PR #264, opened 2012-11-01
Introducing Casper.blockStep

starlocke:
There exists circumstances where the next CasperJS step executes too early, causing false positives for failures in subsequent testing.

This commit introduces `Casper.blockStep()`, also integrated into `click()` and `clickLabel()`. Developers will now be able to give CasperJS a hint about the nature of a click, and expect CasperJS to block execution of its next step until some not-yet-started behaviour actually starts and completes (today, we're concerned about `loadInProgress` and `navigtationRequested` -- `pendingWait` exists, but I can't think of why I'd want to invoke `blockStep` using that reason).

It is relatively easy to maintain if new reasons for blocking the next step are created in the future; just add a new `case` for `switch` within `blockStep()`. It is also possible to directly call `blockStep()`, but a developer would typically be better just directly setting `Casper.navigationRequested`, or `Casper.loadInProgress`, or `Casper.pendingWait`.

The idea of introducing blockStep() tied into click() and clickLabel() is so that we express the whole thing as a single statement.

This usage is probably the generalized version:

```
Casper.click("#that_button", "loadInProgress");
```

This usage is probably more specifically looking at navigation of the `_top` frame (`isMainFrame` in CasperJS code):

```
Casper.click("#that_button", "navigationRequested");
```

### DIFF
--- a/modules/casper.js
+++ b/modules/casper.js
@@ -228,7 +228,7 @@ Casper.prototype.base64encode = function base64encode(url, method, data) {
  *
  * @param   String|Array   reasons   One or more of: "loadInProgress, navigationRequested, pendingWait"
  */
-Casper.prototype.blockStep = function blockStep(reasons) {
+Casper.prototype.holdOn = function holdOn(reasons) {
     "use strict";
     if(utils.isString(reasons)){
         reasons = [reasons];
@@ -241,6 +241,7 @@ Casper.prototype.blockStep = function blockStep(reasons) {
             switch(blockParam){
                 case 'navigationRequested':
                 case 'loadInProgress':
+                case 'pendingWait':
                     this[blockParam] = true;
                 break;
                 default:
@@ -407,14 +408,34 @@ Casper.prototype.clear = function clear() {
  *
  * In case of success, `true` is returned, `false` otherwise.
  *
- * @param  String         selector           A DOM CSS3 compatible selector
- * @param  String|Array   blockStepReasons   One or more of: "loadInProgress, navigationRequested, pendingWait"; see Casper.blockStep
+ * @param  String   selector   A DOM CSS3 compatible selector
+ * @param  Object   options    Click options
  * @return Boolean
  */
-Casper.prototype.click = function click(selector, blockStepReasons) {
+Casper.prototype.click = function click(selector, options) {
     "use strict";
     this.checkStarted();
-    this.blockStep(blockStepReasons);
+    options = utils.isObject(options) ? options : {};
+    for(var option in options) {
+      var values = options[option];
+      switch(option){
+        case 'holdOn':
+          var funcCall = 'this.' + option + "(values);";
+          eval(funcCall);
+        break;
+        case 'loadInProgress':
+        case 'navigationRequested':
+        case 'pendingWait':
+          if(!utils.isType(values, 'boolean')){
+            throw new CasperError(f("Click option `%s` must be either true or false", option));
+          }
+          this[option] = values;
+        break;
+        default:
+          throw new CasperError(f("Casper does not recognize `%s` as a click option", option));
+        break;
+      }
+    }
     return this.mouseEvent('click', selector);
 };
 
@@ -422,18 +443,18 @@ Casper.prototype.click = function click(selector, blockStepReasons) {
  * Emulates a click on the element having `label` as innerText. The first
  * element matching this label will be selected, so use with caution.
  *
- * @param  String       label              Element innerText value
- * @param  String       tag                An element tag name (eg. `a` or `button`) (optional)
- * @param  String|Array blockStepReasons   One or more of: "loadInProgress, navigationRequested, pendingWait"; see Casper.blockStep
+ * @param  String   label     Element innerText value
+ * @param  String   tag       An element tag name (eg. `a` or `button`) (optional)
+ * @param  Object   options   Click options
  * @return Boolean
  */
-Casper.prototype.clickLabel = function clickLabel(label, tag, blockStepReasons) {
+Casper.prototype.clickLabel = function clickLabel(label, tag, options) {
     "use strict";
     this.checkStarted();
     tag = tag || "*";
     var escapedLabel = label.toString().replace(/"/g, '\\"');
     var selector = selectXPath(f('//%s[text()="%s"]', tag, escapedLabel));
-    return this.click(selector, blockStepReasons);
+    return this.click(selector, options);
 };
 
 /**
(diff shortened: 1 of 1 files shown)


brettjonesdev:
Hey folks, so is this still just in limbo?  I've run into these issues and spent a lot of time pulling my hair out over the non-deterministic failures I bump into when testing an Ajax-heavy application.  

I have for a long time littered my tests with `casper.wait()` calls, opting more recently for `casper.waitUntilVisible` where possible, but even now I still get random errors.

Is the hangup here just that we can't decide on a style for the feature @starlocke has proposed?  I'm a big fan of the tool and hope to use it for a long time to come, but having random failures like I am right now is a real productivity killer and prevents me from integrating my test suite into our CI setup.  

Is there at least a definitive workaround for now?

starlocke:
Hello @brettjonesdev this is indeed in limbo right now owing to my lack of time working with CasperJS. You mentioned "littering your code with wait()"? Have you tried littering your code with my proposed workaround, though -- namely... "[...] a developer would typically be better just directly setting Casper.navigationRequested, or Casper.loadInProgress, or Casper.pendingWait."?

Typical use case: Set one of those flags to "true" before doing a click(), or clickLabel(), or any other navigation or AJAX-ish thing - pick the one whose name sounds the most like what you're doing. You can dig into the Casper source code to choose the most appropriate one.

I used to try using wait(), but that is not at all the correct workaround due to the real nature of the "then()" function as explained in the StackOverflow Q&A -- thus inducing me to dig deep, figure it out, and finally to produce this pull request.

starlocke:
This pull request is simply a convenience that improves the API.  The baseline workaround can still be invoked without this pull request ever going into production -- just set "true" to one of the appropriate CasperJS flags: **Casper.navigationRequested**, or **Casper.loadInProgress**, or **Casper.pendingWait**

brettjonesdev:
Thanks a lot, @starlocke!   I'll give that a shot for sure.  It would be nice if the Casper docs mentioned this issue somewhere, explaining the need to tell Casper that a click triggers asynchronous events and explaining how flags ought to be used.  I couldn't find documentation for those flags anywhere in the docs.  

I'll give your suggestion with the flags a shot, but if this *really is* the only way to avoid this behavior, that's something that really ought to be documented at the least.  Eh, @n1k0 ?

n1k0:
> that's something that really ought to be documented at the least

That's a good idea. Would you mind creating a docs PR for this?

brettjonesdev:
I'd be happy to help document this, but I'm pretty ignorant of how these flags work right now, so let me make sure I understand how to use them if you don't mind.  

Let's say I have something like the following, a link click which triggers an Ajax call (say) and then causes an element to show:

```javascript
casper.click("#loadModal");
// casper.loadInProgress = true ???
casper.waitUntilVisible("#modal");
casper.then(function() {
   console.log("Modal visible");
})
```

Does it matter which of the 3 flags I set?  Also, if I set one of those flags after a click which does NOT result in asynchronous DOM changes in the browser, will that mess things up?  I'm thinking of writing a wrapper for `click()` in my utils class which will always just set one of those flags, wondering what the consequences of that approach would be.

starlocke:
@brettjonesdev - A minimal change is to simply raise the appropriate flag(s) before your calling `click()`. My test case code first raised `loadInProgress` alone, then it raised that plus `navigationRequest`. One or the other is sufficient, if memory serves me right. If you're going to do a JavaScript asynchronous effect, then, maybe you'll be raising the flag for `pendingWait` just before calling some kind of `wait()` method.

I added "FLAG" as a comment to mark manually raised flags. Raising flags is exactly what this pull request fulfills as a utility function.

```JavaScript
var casper = require('casper').create({
  viewportSize: {width: 1280, height: 768}
  //, verbose: true
  , logLevel: 'debug'
});
casper.start('http://www.example.com/sleepy_page.html');
casper.then(function (){
  this.test.info('home');
  this.test.info(this.getCurrentUrl() + '\n');
  this.fill("form", {
    'hello' : 'world'
  }, false);
  this.loadInProgress = true; // FLAG ONE -- equivalent to doing Casper.blockStep(), or using an augmented click() [neither of those yet implemented officially]
  this.click('#my_form_submit');
});
casper.then(function (){
  this.test.info('should be hello=world');
  this.test.info(this.getCurrentUrl() + '\n');
  this.fill("form", {
    'hello' : 'foobar'
  }, false);
  this.loadInProgress = true; // FLAG ONE -- equivalent to doing Casper.blockStep(), or using an augmented click() [neither of those yet implemented officially]
  this.navigationRequest = true; // FLAG ANOTHER -- equivalent to doing Casper.blockStep(), or using an augmented click() [neither of those yet implemented officially]
  this.click('#my_form_submit');
});
casper.then(function (){
  this.test.info('should be hello=foobar');
  this.test.info(this.getCurrentUrl() + '\n');
});
casper.run();
```

brettjonesdev:
Thanks, guys.  Interestingly, I haven't seen this kind of issue crop up again in several days and dozens of test runs... Once it starts to bite me again I'll try your suggestion with raising flags.  

The only question I had about that, though, was if I set `loadInProgress` (say), won't that flag stay set indefinitely, potentially causing problems?  I.e. wouldn't I need to set it to false in my `.then()` callback?  

I.e. something like this:

```
casper.loadInProgress = true;
casper.click('#button');
casper.then(function() {
   casper.loadInProgress = false;
   //do something
});
```

Does that make sense?  I'm just wondering if that flag would stay set indefinitely, which might not be a good thing, eh?

thiswillbeyourusername:
I wrote a script before reading this pull request, well hopefully my solution will help you.

Rather than wait for progress/page change etc, I use the [MutationObserver](https://developer.mozilla.org/en/docs/Web/API/MutationObserver) API. The code waits for *something* to happen in the DOM (within a selector) and then fires the event.

An example of it in action:
```
this.MutationObserver({
    selector: 'form.login-page',
    exclude: ['#loading-bar']
});

this.click('input[type=submit]');

this.waitForMutation(function() {
    // ...
});
```

It will wait for (1) dynamic JS onsubmit errors list being added into form.login-page, or (2) AJAX loading of login and then changing the page dynamically, or (3) a normal redirection.

`exclude` will ignore DOM changes to certain elements within the selector, such as a loading bar.

If you're interested in the code, I can post it but it's using jQuery so it would need re-writing for Casperjs.

BIGjuevos:
Do we want to keep this issue in the 1.1 release @istr @mickaelandrieu? I vote to move to a new milestone 1.2.

I feel like this would be good for a 1.2 considering our focus on squashing bugs for 1.1.

mickaelandrieu:
Agree

kensoh:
===============
# Exercise aim
Scan the listing and report each line where the word "possible" shows up.

# Exercise output
It is relatively easy to maintain if new reasons for blocking the next step are created in the future; just add a new `case` for `switch` within `blockStep()`. It is also possible to directly call `blockStep()`, but a developer would typically be better just directly setting `Casper.navigationRequested`, or `Casper.loadInProgress`, or `Casper.pendingWait`.
I have for a long time littered my tests with `casper.wait()` calls, opting more recently for `casper.waitUntilVisible` where possible, but even now I still get random errors.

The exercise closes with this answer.